§ Exercise goal
In the records that follow, find each line with "copies" and pull it out.
• • • •
PR #400, opened 2017-11-08
Fix event-loss with processors and replication

### LINKED ISSUE #399: Using EventsourceProcessors in combination with Replication may lead to loss of processed events
The implementation of an EventsourcedProcessor is based on the replication protocol and thus it applies the causality filter to processed events, however the causality filter is not based on the final vector timestamp the processed event should get, but on the vector timestamp of the source event. In combination with replication of source and target log of the processor this may lead to losing (i.e. filtering out) the processed event.

For example:
Given two location A and B with two replicated logs L1 and L2 and each with a processor processing from L1 to L2 only locally emitted events (to avoid duplicate processing of events). Vector timestamps have the four process ids: A_L1, A_L2, B_L1, B_L2 and are denoted in the form (1,2,3,4)
- A emits e1 (1,0,0,0) to L1
- B replicates e1 to L1
- B emits e2 (1,0,2,0) to L1
- B processes e2 to L2: e3 (1,0,2,1)
- A replicates e3 to L2
- A processes e1 to L2: e4 (1,2,0,0)

Problem is that e4 is initially created with timestamp of its source event (1,0,0,0) then filtered by the causality filter according to the version vector of the target log L2 which is (1,0,2,1) in this example and thus filtered out before its timestamp is finalized to (1,2,0,0) (which would not be filtered out)

volkerstampa:
To avoid that events emitted by processors are filtered by the causality
filter of the utilized replication implementation, events that have an
undefined process id are considered incompletely initialized and thus
are never smaller than a given vector time.

Closes #399

### DIFF
--- a/eventuate-core/src/main/scala/com/rbmhtechnology/eventuate/DurableEvent.scala
+++ b/eventuate-core/src/main/scala/com/rbmhtechnology/eventuate/DurableEvent.scala
@@ -93,9 +93,12 @@ case class DurableEvent(
 
   /**
    * Returns `true` if this event happened before or at the given `vectorTime`.
+   *
+   * An event with undefined [[processId]] has an incomplete initialized [[vectorTimestamp]] and is
+   * therefore considered to be never before a given [[VectorTime]].
    */
   def before(vectorTime: VectorTime): Boolean =
-    vectorTimestamp <= vectorTime
+    processId != UndefinedLogId && vectorTimestamp <= vectorTime
 
   /**
    * The default routing destination of this event is its `emitterAggregateId`. If defined, the event is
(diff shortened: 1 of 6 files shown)


magro:
LGTM

eventuate-core/src/main/scala/com/rbmhtechnology/eventuate/DurableEvent.scala
```diff
@@ -93,9 +93,12 @@ case class DurableEvent(
 
   /**
    * Returns `true` if this event happened before or at the given `vectorTime`.
+   *
+   * An event with undefined [[processId]] has an incomplete initialized [[vectorTimestamp]] and is
+   * therefore considered to be never before a given [[VectorTime]].
    */
   def before(vectorTime: VectorTime): Boolean =
-    vectorTimestamp <= vectorTime
+    processId != UndefinedLogId && vectorTimestamp <= vectorTime
```
krasserm: This breaks idempotency of event processing.

volkerstampa:
The _fix_ destroys the idempotency guarantee of an EventsourcedProcessorand is therefore declined.

PR #404, opened 2018-02-01
Skip empty partitions on replay from Cassandra

### LINKED ISSUE #403: Replay from Cassandra stops prematurely if there are large sequence number gaps covering empty partitions
After disaster recovery the local sequence is potentially adjusted to ensure that it is larger than the local log's time (see also [commit](https://github.com/RBMHTechnology/eventuate/pull/308/commits) for #286). If Cassandra is used as backend and the gap introduced through this adjustment covers empty partitions, replays from this event log stop prematurely as they do to proceed after the first empty partition.

volkerstampa:
Do not stop reading events from EventLog on empty partitions if
the toSequenceNr is known (i.e. not Long.MaxValue)

Closes #403


magro:
FWIW, LGTM!

PR #3, opened 2015-10-29
request and response classes and related hooks of old client protocol are deleted

sancar:


ihsandemir:
:+1:  We shall commit the actual protocol changes on top of this PR.

PR #10, opened 2015-11-26
Fixing release scripts

sancar:
HAZELCAST_LIBRARY_TYPE is removed since it is duplicate.
HZ_LIB_TYPE is used where needed. Release and test scripts
are made sync.


ihsandemir:
:+1:

PR #11, opened 2015-11-30
New client protocol implementation

ihsandemir:
Implemented the new client protocol. Implemented the Map putAll/getAll changes. Added the predicate implementation. Removed DataSerializable.

The two commits shall be merged into a single commit after review.


ihsandemir:
verify

sancar:
There are classes related to old protocol. Can you clean them up ? 
And also I see other unused classes, parameters and duplicate methods. Can you take another look to your pr with this in mind ?

sancar:
I see std::auto_ptr<Data> usages. Data itself is using auto_ptr inside. When it is copied it will transfer the ownership. We don't need another std::auto_ptr around it.

sancar:
There are two new flags in CMake HZ_PLATFORM_WINDOWS and HZ_PLATFORM_DARWIN. 
 HZ_PLATFORM_WINDOWS is not used in codebase. And HZ_PLATFORM_DARWIN. can be removed with a couple of casts where needed(DataEntryViewCodec).

sancar:
There are two methods for getTime in TransactionOptions class. One is introduced in this pr. It is better to make the conversion where needed instead of introducing a new method. We may add a util method for conversion if there lots of usages.

sancar:
We should move common::container classes to util namespace. All of our utility classes are there. ManagedArray is just re-implementation of std::vector. And ManagedArray is not used, we can remove it.

ihsandemir:
verify

ihsandemir:
verify

ihsandemir:
verify

sancar:
:+1:

PR #13, opened 2015-12-10
Uncommented the test code and resend future set correction

ihsandemir:
Uncommented the mistakenly commented out test code and a minor correction on a new test. Eliminated the warning during the invocation resend operations by fixing the promise future into correct state before making the re-invocation of the request.


cangencer:
:+1:

PR #14, opened 2015-12-14
Correlation id size change

ihsandemir:
Changed the correlation id from 4 byte unsigned int to 8 byte unsigned int representation.


sancar:
:+1:

PR #19, opened 2016-01-06
Test machine runs out of disk space

ihsandemir:
Added cleanup to test scripts to prevent build machine from running out of disk space. The test related folders are removed when test is successful.


ihsandemir:
We decided to clean the test folders using the jenkins workspace deletion step. Hence, we don't need this PR for now.

PR #22, opened 2016-01-08
SimpleMapTest throughput is degraded after a while

ihsandemir:
Fixes the performance degradation after a while problem in SimpleMapTest.

### DIFF
--- a/hazelcast/include/hazelcast/util/Atomic.h
+++ b/hazelcast/include/hazelcast/util/Atomic.h
@@ -50,7 +50,7 @@ namespace hazelcast {
                 return v++;
             }
 
-            T &operator++() {
+            T operator++() {
                 LockGuard lockGuard(mutex);
                 return ++v;
             }
@@ -65,7 +65,7 @@ namespace hazelcast {
                 return v;
             }
 
-            T &operator--() {
+            T operator--() {
                 LockGuard lockGuard(mutex);
                 return --v;
             }
--- a/hazelcast/src/hazelcast/client/spi/InvocationService.cpp
+++ b/hazelcast/src/hazelcast/client/spi/InvocationService.cpp
@@ -35,6 +35,8 @@
 #include "hazelcast/client/spi/ServerListenerService.h"
 #include "hazelcast/client/serialization/pimpl/SerializationService.h"
 
+#include <assert.h>
+
 namespace hazelcast {
     namespace client {
         namespace spi {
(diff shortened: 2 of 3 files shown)


sancar:
Can you add the information about cause of the bug to the commit message for future reference ?

hazelcast/include/hazelcast/util/Atomic.h
```diff
@@ -50,7 +50,7 @@ namespace hazelcast {
                 return v++;
             }
 
-            T &operator++() {
+            T operator++() {
```
sancar: I think we also want to change `operator--`for same reason.

hazelcast/include/hazelcast/util/Future.h
```diff
@@ -94,7 +94,11 @@ namespace hazelcast {
                 }
                 time_t endTime = time(NULL) + timeInSeconds;
                 while (!(resultReady || exceptionReady) && endTime > time(NULL)) {
-                    conditionVariable.waitFor(mutex, endTime - time(NULL));
+                    if (!conditionVariable.waitFor(mutex, endTime - time(NULL))) {
+                        std::ostringstream out;
+                        out << "Future::get(timeInSeconds) timed out. Timeout: " << timeInSeconds;
+                        hazelcast::util::ILogger::getLogger().warning(out.str());
```
sancar: I think we should not log here. We will tell the timeout to user via TimeoutException.

hazelcast/src/hazelcast/client/spi/InvocationService.cpp
```diff
@@ -267,7 +275,17 @@ namespace hazelcast {
                 }
 
                 boost::shared_ptr<connection::CallPromise> promise = deRegisterCall(connection, correlationId);
-                if (promise.get() == NULL) {
+                if (NULL == promise.get()) {
```
sancar: If I don't remember wrong, it  is possible to get null from deregister in some cases . But I need to focus on that more to figure it out. Can you reconsider this part if there could be another thread already deregistered in some cases(exception, connection close .. etc) ?

hazelcast/include/hazelcast/util/Atomic.h
ihsandemir: yes, corrected.

hazelcast/src/hazelcast/client/spi/InvocationService.cpp
ihsandemir: I checked on caller paths for deregister, the access to the callpromisemap for the connection is only in 3 places: registerCall, deregisterCall and cleanReources. None of them removes the entry except the deregisterCall. deregisterCall is called from handleMessage. The only way I can think of in which case the promise is synchronousy removed from the map (so that one of the deregisterCall's getting null response) is if the server sends response with the same correlation id two times and this should be an implementation error.

If you still think, this case may occur in production which may cause too many warning messages, I can revert it, and we can open an issue to investigate further.

hazelcast/include/hazelcast/util/Future.h
ihsandemir: Reverted the log.

ihsandemir:
verify

ihsandemir:
verify

sancar:
:+1:

PR #37, opened 2016-02-03
CustomSerialized classes don't have to implement getTypeId inside class

sancar:
getTypeId method should be provided as free function. This way, user
can serialize classes that it can not change.

CHECK_NULL in SerializationService header moved to source file
since MACRO's can collide with users MACRO when defined in header.

A example code is provided for custom serialization.

Related test codes are modified for custom serialization.

For threads safety, instance of SerializationConstants is created in
global space.

### DIFF
--- a/hazelcast/src/hazelcast/client/serialization/pimpl/SerializationConstants.cpp
+++ b/hazelcast/src/hazelcast/client/serialization/pimpl/SerializationConstants.cpp
@@ -18,36 +18,16 @@
 //
 
 #include "hazelcast/client/serialization/pimpl/SerializationConstants.h"
+#include "hazelcast/util/Util.h"
+#include "hazelcast/util/ILogger.h"
+#include "hazelcast/client/exception/IClassCastException.h"
 
 namespace hazelcast {
     namespace client {
         namespace serialization {
             namespace pimpl {
-                SerializationConstants *SerializationConstants::instance = NULL;
-
                 SerializationConstants::SerializationConstants()
-                : CONSTANT_TYPE_NULL(0)
-                , CONSTANT_TYPE_PORTABLE(-1)
-                , CONSTANT_TYPE_DATA(-2)
-                , CONSTANT_TYPE_BYTE(-3)
-                , CONSTANT_TYPE_BOOLEAN(-4)
-                , CONSTANT_TYPE_CHAR(-5)
-                , CONSTANT_TYPE_SHORT(-6)
-                , CONSTANT_TYPE_INTEGER(-7)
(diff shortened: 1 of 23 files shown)


hazelcast/src/hazelcast/client/serialization/pimpl/SerializationConstants.cpp
```diff
@@ -18,12 +18,15 @@
...
+#include "hazelcast/util/Util.h"
+#include "hazelcast/util/ILogger.h"
+#include "hazelcast/client/exception/IClassCastException.h"
 
 namespace hazelcast {
     namespace client {
         namespace serialization {
             namespace pimpl {
-                SerializationConstants *SerializationConstants::instance = NULL;
+                SerializationConstants *SerializationConstants::instance = &getInstance();
```
mdogan: why not `SerializationConstants *SerializationConstants::instance = new SerializationConstants();`?

sancar: I was thinking `SerializationConstants`, because constructor is private.But I just tried and I can call the constructor here. It looks like this part counts as inside of SerializationConstants scope. 
And I was taking this link as reference
http://stackoverflow.com/questions/17924688/meyers-singleton-thread-safe-with-c-98

Now reading carefully, the discussion about thread safety is not clear. We may have to use locks here. And double checking lock guarantee is not available in c++98. I can reason that new implementation in this prd safer, but I am not sure if this is safe. See following,
http://www.aristeia.com/Papers/DDJ_Jul_Aug_2004_revised.pdf

Or better way, remove the singleton approach completely.

ihsandemir:
Can you also update http://docs.hazelcast.org/docs/3.6/manual/html-single/index.html#c-client-code-examples?

ihsandemir:
This change shall also cause existing custom serialization users' code to fail (until they add the needed getTypeId function), hence we have to emphasize this in release notes so that they are informed before using the released code.

ihsandemir:
After this change, we can get the type id for any of our serializable objects if we add the implementation of these functions for the primitives as well. This way we can unify the serialization of all types and we can easily support concepts like global serializer as in Java client. We can also solve the problem of getAll returning types of different types. Furthermore, this may even allow us template free API.

ihsandemir:
Let's change method signature from int getHazelcastTypeId(const SomeType &) to int getHazelcastTypeId(const SomeType *) in case we may need to work with null objects. 

Except this all is OK :+1:

sancar:
Ok changing the method signature

PR #952, opened 2022-01-20
Hide to_objects without future parameter

sancar:
This is the prepartion pr for compact.
We will have special kind of handling on the future continuations
for compact schemas. to_object without a future should not be
called from any proxy.

### DIFF
--- a/hazelcast/include/hazelcast/client/imap.h
+++ b/hazelcast/include/hazelcast/client/imap.h
@@ -738,7 +738,7 @@ public:
       query::paging_predicate<K, V>& predicate)
     {
         predicate.set_iteration_type(query::iteration_type::KEY);
-        auto futures =
+        auto future =
           key_set_for_paging_predicate_data(
             protocol::codec::holder::paging_predicate_holder::of(
               predicate, serialization_service_))
@@ -751,7 +751,7 @@ public:
                   predicate.set_anchor_data_list(std::move(result.second));
                   return result.first;
               });
-        return to_object_vector<K>(std::move(futures));
+        return to_object_vector<K>(std::move(future));
     }
 
     /**
@@ -803,7 +803,7 @@ public:
       query::paging_predicate<K, V>& predicate)
     {
         predicate.set_iteration_type(query::iteration_type::VALUE);
-        auto futures =
+        auto future =
           values_for_paging_predicate_data(
             protocol::codec::holder::paging_predicate_holder::of(
               predicate, serialization_service_))
@@ -816,7 +816,7 @@ public:
                   predicate.set_anchor_data_list(std::move(result.second));
                   return result.first;
               });
-        return to_object_vector<V>(std::move(futures));
+        return to_object_vector<V>(std::move(future));
     }
 
     /**
@@ -869,7 +869,7 @@ public:
       query::paging_predicate<K, V>& predicate)
     {
         predicate.set_iteration_type(query::iteration_type::ENTRY);
-        auto futures =
+        auto future =
           entry_set_for_paging_predicate_data(
             protocol::codec::holder::paging_predicate_holder::of(
               predicate, serialization_service_))
@@ -882,7 +882,7 @@ public:
                   predicate.set_anchor_data_list(std::move(result.second));
                   return result.first;
               });
-        return to_entry_object_vector<K, V>(std::move(futures));
+        return to_entry_object_vector<K, V>(std::move(future));
     }
 
     /**
--- a/hazelcast/include/hazelcast/client/imap.h
+++ b/hazelcast/include/hazelcast/client/imap.h
@@ -634,7 +634,7 @@ public:
       const K& key)
     {
         auto f = proxy::IMapImpl::get_entry_view_data(to_data(key));
-        return to_object_entry_view<K, V>(std::move(f), std::move(key));
+        return to_object_entry_view<K, V>(std::move(f));
     }
 
     /**
--- a/hazelcast/include/hazelcast/client/imap.h
+++ b/hazelcast/include/hazelcast/client/imap.h
@@ -633,8 +633,8 @@ public:
     boost::future<boost::optional<entry_view<K, V>>> get_entry_view(
       const K& key)
     {
-        return to_object_entry_view<K, V>(
-          proxy::IMapImpl::get_entry_view_data(to_data(key)), key);
+        auto f = proxy::IMapImpl::get_entry_view_data(to_data(key));
+        return to_object_entry_view<K, V>(std::move(f), std::move(key));
     }
 
     /**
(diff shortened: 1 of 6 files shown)


yemreinci (dismissed):

yemreinci (approved):

yemreinci:
verify-linux

hazelcast/include/hazelcast/client/proxy/SerializingProxy.h
```diff
@@ -215,6 +202,25 @@ class HAZELCAST_API SerializingProxy
...
 
+    template<typename K, typename V>
+    inline boost::future<boost::optional<entry_view<K, V>>>
+    to_object_entry_view(
+      boost::future<boost::optional<map::data_entry_view>> data_future,
+      const K& key)
+    {
+        return data_future.then(
+          boost::launch::sync,
+          [=](boost::future<boost::optional<map::data_entry_view>> f) {
```
ihsandemir, line 213:
```suggestion
          [this](boost::future<boost::optional<map::data_entry_view>> f) {
```

hazelcast/include/hazelcast/client/proxy/SerializingProxy.h
```diff
@@ -215,6 +202,25 @@ class HAZELCAST_API SerializingProxy
           });
     }
 
+    template<typename K, typename V>
+    inline boost::future<boost::optional<entry_view<K, V>>>
+    to_object_entry_view(
+      boost::future<boost::optional<map::data_entry_view>> data_future,
+      const K& key)
```
ihsandemir, line 209:
```suggestion
      K key)
```
Eliminate copy and use move at caller since most probably that key will not be used after that point on the caller, right?

hazelcast/include/hazelcast/client/proxy/SerializingProxy.h
```diff
@@ -92,41 +93,46 @@ class HAZELCAST_API SerializingProxy
...
+      std::vector<T>& elements)
     {
-        return to_object<T>(data.get_ptr());
+        return f.then(
+          boost::launch::sync,
+          [&elements,
+           this](boost::future<std::vector<serialization::pimpl::data>> f) {
+              auto datas = f.get();
+              auto size = datas.size();
+              elements.reserve(elements.size() + size);
```
ihsandemir, line 130: There may be a bug here. According to javadoc, it says `Removes all available elements from this queue and adds them to the given collection`
Can you double check on this?

hazelcast/test/src/HazelcastTests7.cpp
```diff
@@ -738,6 +738,18 @@ TEST_F(ClientQueueTest, testDrain)
     ASSERT_EQ("item1", list2[0]);
     ASSERT_EQ("item2", list2[1]);
     ASSERT_EQ("item3", list2[2]);
+
+    offer(2);
+    // drain to a non-empty vector
+    result = q->drain_to(list2).get();
+    ASSERT_EQ(2U, result);
+    // existing items
+    ASSERT_EQ("item1", list2[0]);
```
ihsandemir, line 747: let's double check the expected behaviour at Java.

hazelcast/include/hazelcast/client/proxy/SerializingProxy.h
sancar: I double checked, this is the correct behaviour.

sancar: Note that we are not changing the behaviour. This is just more optimized version where we resize the elements vector given from user once. In existing impl, push_back my had to resize more than once.

hazelcast/test/src/HazelcastTests7.cpp
sancar: Also note that, this is just testing the existing behavior. I added the test just because I felt that it is missing. This test already passes on the current master

hazelcast/include/hazelcast/client/imap.h
```diff
@@ -763,23 +738,20 @@ class HAZELCAST_API imap : public proxy::IMapImpl
...
+            .then(
+              boost::launch::sync,
+              [&predicate](
+                boost::future<std::pair<std::vector<serialization::pimpl::data>,
+                                        query::anchor_data_list>> f) {
+                  auto result = f.get();
+                  predicate.set_anchor_data_list(std::move(result.second));
+                  return result.first;
+              });
+        return to_object_vector<K>(std::move(future));
```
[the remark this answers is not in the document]
sancar: Moving all then block to SerializingProxy to hide sync to_object methods without adding continuation.

hazelcast/include/hazelcast/client/proxy/SerializingProxy.h
```diff
@@ -206,11 +275,11 @@ class HAZELCAST_API SerializingProxy
     inline boost::future<boost::optional<entry_view<K, V>>>
     to_object_entry_view(
       boost::future<boost::optional<map::data_entry_view>> data_future,
-      const K& key)
+      K key)
```
yemreinci, line 278: Let's count how many times the `key` is copied in this commit and the one before:

**Before** (parameter was `const K&`):
1. The parameter is passed as an lvalue reference so no copies there. (0)
2. The parameter is captured by the lambda by-value ([=]), so one copy. (1).
3. Upon completion, the lambda calls entry_view<K, V>'s ctor, which takes the key by-value, so one copy. (1).

So in total, 2 copies.

**Now** (parameter is `K`):
1. Depending on whether the call site uses an lvalue reference or a nonconst rvalue reference, there may be 1 or 0 copies. The way you call this in get_entry_view will make it copy as I explained in the comment, but assuming that you'll correct it, we can put 0 copies. (0)
2. The parameter is captured by the lambda by-value ([key]), so one copy. (1)
3. Upon completion, the lambda calls entry_view<K, V>'s ctor, which takes the key by-value, so one copy. (1).

So in total, still 2 copies. (at best, if don't change how you call to_object_entry_view it's 3)

A few words on how to optimize the number of copies:
* First of all, AFAIA this PR didn't introduce any extra copies compared to master. The [get_entry_view at master](https://github.com/hazelcast/hazelcast-cpp-client/blob/e8abe511b16e39d89e7c771477b62fb11c575f15/hazelcast/include/hazelcast/client/imap.h#L633-L647) does the same 2 copies: (1) capturing the parameter in lambda, (2) constructing an entry_view. So I think this PR should be fine to merge without any optimization.
* The first copy in the lambda capture is not possible to eliminate in C++11, if we want to keep the lambda. C++14's lambda syntax allows capturing by-move (e.g. [key = std::move(key)]) but C++11's is limited in this sense. However, one could change the lambda to a class with `operator()` overloaded (which what lambdas really are) to achieve the C++14 behavior.
* The copy that happens constructing the `entry_view` is easy to eliminate. Do this:
```C++
[key](...) mutable {
     return entry_view(std::move(key), ...);
}
```
The `mutable` keyword is necessary because by default lambdas are const-qualified, which means any reference to captured variables are also const-qualified and calling `std::move` on const reference has no real effect.

yemreinci (approved):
• • • •
§ Worked solution
1. The parameter is passed as an lvalue reference so no copies there. (0)
So in total, 2 copies.
1. Depending on whether the call site uses an lvalue reference or a nonconst rvalue reference, there may be 1 or 0 copies. The way you call this in get_entry_view will make it copy as I explained in the comment, but assuming that you'll correct it, we can put 0 copies. (0)
So in total, still 2 copies. (at best, if don't change how you call to_object_entry_view it's 3)
A few words on how to optimize the number of copies:
* First of all, AFAIA this PR didn't introduce any extra copies compared to master. The [get_entry_view at master](https://github.com/hazelcast/hazelcast-cpp-client/blob/e8abe511b16e39d89e7c771477b62fb11c575f15/hazelcast/include/hazelcast/client/imap.h#L633-L647) does the same 2 copies: (1) capturing the parameter in lambda, (2) constructing an entry_view. So I think this PR should be fine to merge without any optimization.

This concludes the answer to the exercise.